While home-schooling’s popularity has increased, the rate of growth concentrated in Texas’ high school population is off the chart: It’s nearly tripled in the last decade, including a 24 percent jump in a single year.

Even home-schooling advocates are not shy about their opinions of the questionable data:

“That’s just ridiculous,” said Brian D. Ray, founder of the National Home Education Research Institute. “It doesn’t sound very believable.”

Apparently the Texas Eduation Agency (TEA) has some very loose policies relating to documentation required for home-schooled students.  According to the Houston Chronicle article, with policies so loose, it is possible for a school administrator to coach a child to leave school and have the parents sign a statement that says the child is home-schooled.  Or, the parent can make an oral statement and an authorized representative from the school district can sign documentation.  This is all it takes.  The real atrocity that may exist is:

The problem is not among legitimate home-schoolers, but among public school officials trying to run off problem students, [Tim Lambert, president of the Texas Home School Coalition] said.

“We call it dumping,” he explained.
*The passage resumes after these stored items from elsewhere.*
PR #2849, opened 2022-02-14
fix(docs): remove optional chain & breaking import

### LINKED ISSUE #2848: theme-patternfly-org bump won't build
See [https://github.com/patternfly/patternfly-react/runs/5186643938?check_suite_focus=true](https://github.com/patternfly/patternfly-react/runs/5186643938?check_suite_focus=true)

We need to both remove the optional chainer [here](https://github.com/patternfly/patternfly-org/pull/2828/files#diff-1be6808eec1786fee67671a6e5240b3cce95851792241caca56a37407f494fcbR69) and the import [here](https://github.com/patternfly/patternfly-org/pull/2795/files#diff-0551229a0942b8c39960bb3b6d1817d5019f5c3c467f38d184b1e7e4b50be3e3R8) (can replace with string)

evwilkin:
Closes #2848 

This PR:
- Removes the optional chain character `?.`
- Removes the import from outside of the package (replaces with string)

### DIFF
--- a/packages/theme-patternfly-org/components/sideNav/sideNav.js
+++ b/packages/theme-patternfly-org/components/sideNav/sideNav.js
@@ -66,7 +66,7 @@ export const SideNav = ({ groupedRoutes = {}, navItems = [] }) => {
                     className="ws-side-nav-group"
                     onClick={(event) => {
                       // Don't trigger for bubbled events from NavItems
-                      if (!event.target?.href) {
+                      if (!event.target.href) {
                         const isExpanded = event.currentTarget.classList.contains('pf-m-expanded');
                         // 1 === expand section, 0 === collapse section
                         trackEvent('sidenav_section_click', 'click_event', section, isExpanded ? 0 : 1);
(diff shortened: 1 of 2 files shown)


packages/theme-patternfly-org/components/sideNav/sideNav.js
```diff
@@ -66,7 +66,7 @@ export const SideNav = ({ groupedRoutes = {}, navItems = [] }) => {
                     className="ws-side-nav-group"
                     onClick={(event) => {
                       // Don't trigger for bubbled events from NavItems
-                      if (!event.target?.href) {
+                      if (!event.target.href) {
```
nicolethoen, line 69: I don't think these are equivalent. I think it should be `if (!event.target || !event.target.href)` for them to be equivalent. The `?` is preventing an exception being thrown if event.target is undefined.

evwilkin: @nicolethoen thanks for calling this out - I intentionally changed this, in reviewing I realized the `?.` wasn't really needed, as the `.href` property of `event.target` should always either be defined or return `undefined`

nicolethoen (approved):

PR #2864, opened 2022-03-03
fix: stop example widths from being wider than parent on mobile viewports

nicolethoen:
to test, make your viewport width very narrow.
before this change, notice the examples are spilling over to the right like in the screenshot below from the Table with actions example where the actions kabob is completely off screen to the right. After this change, the examples don't spill over.

before:
Screen Shot 2022-03-03 at 8 43 55 AM

### DIFF
--- a/packages/theme-patternfly-org/templates/mdx.css
+++ b/packages/theme-patternfly-org/templates/mdx.css
@@ -294,7 +294,7 @@
 
 .ws-mdx-content {
   flex-grow: 1;
-  width: 100%;
+  min-width: 0;
 }
 
 /* Design asked for this. A nice side effect is that the TOC doesn't "jump" between pages */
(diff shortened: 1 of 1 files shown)


mcarrano (dismissed):
Looks good to me!

evwilkin (approved):
LGTM - thanks!

packages/theme-patternfly-org/templates/mdx.css
```diff
@@ -294,6 +294,7 @@
 
 .ws-mdx-content {
   flex-grow: 1;
+  width: 100%;
```
mcoker, line 297: This works great, though the root issue is that the `min-width` of a flex child is `min-content` - the generally recommended way to fix that is to set `min-width: 0;`. 

```suggestion
  min-width: 0;
```

mcoker (approved):
🥳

Some advocates complain that Spanish-speaking and special-needs students are especially vulnerable to being pushed out of public schools.

So, with No Child Left Behind, and the reauthorization of IDEA holding school districts accountable for dropout rates, human nature is very vulnerable to loopholes like these.  Like in any economic situation, humans tend to do what they are incented to do within their power.  In this case, they are rewarded (or not penalized) for decreased dropout rates and not penalized for students who do not fulfill their home-schooling.  It is a natural, though hideous, consequence of TEA’s lax policy.

Kudos to the Houston Chronicle article by Jennifer Radcliffe for pointing out this suspicious data.